### Problem to work on
Go line by line through the data below and count those that hold "unix". Return only the number.

### Saved entries
★ ★ ★ ★ ★

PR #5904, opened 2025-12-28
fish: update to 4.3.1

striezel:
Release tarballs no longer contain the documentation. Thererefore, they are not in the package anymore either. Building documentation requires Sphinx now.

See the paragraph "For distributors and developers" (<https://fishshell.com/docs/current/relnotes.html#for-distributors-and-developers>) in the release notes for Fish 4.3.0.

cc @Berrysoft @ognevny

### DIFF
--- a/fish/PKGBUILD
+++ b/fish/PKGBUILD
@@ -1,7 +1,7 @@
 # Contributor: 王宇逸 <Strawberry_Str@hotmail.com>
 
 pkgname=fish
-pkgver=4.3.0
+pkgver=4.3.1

★ ★ ★ ★ ★

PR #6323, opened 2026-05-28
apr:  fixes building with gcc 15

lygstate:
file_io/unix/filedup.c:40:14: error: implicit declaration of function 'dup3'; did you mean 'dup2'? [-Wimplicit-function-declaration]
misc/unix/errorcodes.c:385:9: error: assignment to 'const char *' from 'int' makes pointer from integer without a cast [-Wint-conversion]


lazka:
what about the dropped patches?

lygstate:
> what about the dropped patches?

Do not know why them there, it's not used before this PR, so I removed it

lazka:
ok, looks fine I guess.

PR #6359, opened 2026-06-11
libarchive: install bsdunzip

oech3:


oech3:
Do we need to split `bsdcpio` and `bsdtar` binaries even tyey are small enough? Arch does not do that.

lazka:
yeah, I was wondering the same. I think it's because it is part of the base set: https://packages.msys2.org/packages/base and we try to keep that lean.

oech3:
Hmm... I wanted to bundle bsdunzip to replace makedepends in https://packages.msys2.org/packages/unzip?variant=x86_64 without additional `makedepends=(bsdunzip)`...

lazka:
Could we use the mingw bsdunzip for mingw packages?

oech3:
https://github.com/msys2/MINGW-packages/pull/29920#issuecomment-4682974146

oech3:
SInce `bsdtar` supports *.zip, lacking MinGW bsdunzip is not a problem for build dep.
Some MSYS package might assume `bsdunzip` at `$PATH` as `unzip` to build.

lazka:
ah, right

★ ★ ★ ★ ★

### Result of this exercise
2